→ Work required:
Which lines of the material hold the word "into"? Copy each one.

→ Data shown:
++++++++
Issue #254, opened 2021-04-17
Implement `loop` property for audio properly


JonnyBurger:

Maxou44:
I can help with ffmpeg filters if needed 😉
But I don't have much knowledge of the remotion code base

JonnyBurger:
@Maxou44 If you know how to implement loops with trimming support (start and end marker) and can give an example, it will help the implementation move forward faster for sure 😊

JonnyBurger:
as mentioned in #381 it would actually be cooler to have a `<Loop>` high order component so you can loop anything, not just audio and video! It's probably easier to implement and more versatile. So I am now leaning more towards this.

sohamsshah:
Hey @JonnyBurger ! Can I take up this issue?

JonnyBurger:
@sohamsshah Sure thing! Good luck 🎃

bpedersen:
I would like to take this issue if there is no one working on it

PR #638, opened 2021-10-13
Issue/254 loop component

bpedersen:
Created Loop component for https://github.com/remotion-dev/remotion/issues/254
* Created exampled of looped in example package
* Created tests
* Created documentation in docs package

---

<details>
<summary>
<b>IssueHunt Summary</b>
</summary>

### Referenced issues

- [#254: `<Loop>` component](https://issuehunt.io/repos/274495425/issues/254)
---
</details>

### DIFF
--- a/packages/core/src/test/loop-validation.test.tsx
+++ b/packages/core/src/test/loop-validation.test.tsx
@@ -47,7 +47,7 @@ describe('Loop-validation render should throw with invalid props', () => {
 							<Loop durationInFrames={'1'}>hi</Loop>
 						</Wrapper>
 					),
-				/The "durationInFrames" prop of the \<Loop \/\> component must be a number, but you passed a value of type string/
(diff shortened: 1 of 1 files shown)


JonnyBurger:
Thanks a lot! Looking very good! 😊 I started reviewing it, and making some changes.

IMO, the desired behavior for durationInFrames=20, loop=2 is that the component loops two times, then disappears. So I made this change, do you agree with it?

Another thing I changed is to disallow durationInFrames=Infinity. That would mean it never loops!

Also I used Sequences again, so we rely less on Internals. It also allows us to display it more nicely in the timeline. I'm adding a "x3" badge to the timeline if you use the Loop component and started implementing it.

Appreciate it so much that you added tests and docs, and an example. Makes it so much easier to process! 😊

I'm doing some more refinements tomorrow for the timeline and will then merge it. No actions are needed from your side, unless you have some inputs. Thanks again for an excellent PR 😃

PR #661, opened 2021-10-21
localStorage error on Next.js

VirenMohindra:

### DIFF
--- a/packages/core/src/config/input-props.ts
+++ b/packages/core/src/config/input-props.ts
@@ -2,9 +2,25 @@ import {getRemotionEnvironment} from '../get-environment';
 
 export const INPUT_PROPS_KEY = 'remotion.inputProps';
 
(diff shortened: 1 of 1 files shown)


packages/core/src/config/input-props.ts
```diff
@@ -4,6 +4,10 @@ export const INPUT_PROPS_KEY = 'remotion.inputProps';
 
 export const getInputProps = () => {
 	if (getRemotionEnvironment() === 'rendering') {
+		if (typeof window === 'undefined') {
+			return;
```
arthurdenner:
```suggestion
			return {};
```
Based on the rest of the implementation, we should return an empty object.

VirenMohindra: Fixed, thanks @arthurdenner

PR #820, opened 2022-02-03
feat(player): Add validation to Player.props.component

SkyezerFox:
Simple check to validate `Player.props.component` is not a `<Composition />` element, as rendering this has no visible result. Test included!


SkyezerFox:
It would be nice to check the validity of a function with signature `() => <Component />`, but that has potential side effects, so I don't think it's possible... likewise with lazy components.

JonnyBurger:
Thanks a lot! Quality!! 🙌

You are right, we cannot test for everything, but I added one more misunderstanding that can happen. Hope it helps someone!

JonnyBurger (dismissed):

SkyezerFox:
@JonnyBurger looks like my two commits from the closed PR the other day made it into this one? d044907b74cc548d9d84ca17bc628669bedc2e5b and c8078e0db67142e82040defede9ce58548cffa53. Looks like my forked repo is messy!

SkyezerFox:
> @JonnyBurger looks like the two commits from the closed PR the other day made it into this one? [d044907](https://github.com/remotion-dev/remotion/commit/d044907b74cc548d9d84ca17bc628669bedc2e5b) and [c8078e0](https://github.com/remotion-dev/remotion/commit/c8078e0db67142e82040defede9ce58548cffa53). Looks like my forked repo is messy!

Could've sworn I reset the fork to upstream but apparently not... what do you reckon is the best course of action?

JonnyBurger:
@SkyezerFox Oh you are right. Very strange, I think it has something to do with me using GitHub Desktop to check it out. It just added two commits to push. Don't know why, but I'll just remove those and then merge it. Thanks for catching this super quickly!

JonnyBurger (approved):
++++++++
→ Solution to this task:
@JonnyBurger looks like my two commits from the closed PR the other day made it into this one? d044907b74cc548d9d84ca17bc628669bedc2e5b and c8078e0db67142e82040defede9ce58548cffa53. Looks like my forked repo is messy!
> @JonnyBurger looks like the two commits from the closed PR the other day made it into this one? [d044907](https://github.com/remotion-dev/remotion/commit/d044907b74cc548d9d84ca17bc628669bedc2e5b) and [c8078e0](https://github.com/remotion-dev/remotion/commit/c8078e0db67142e82040defede9ce58548cffa53). Looks like my forked repo is messy!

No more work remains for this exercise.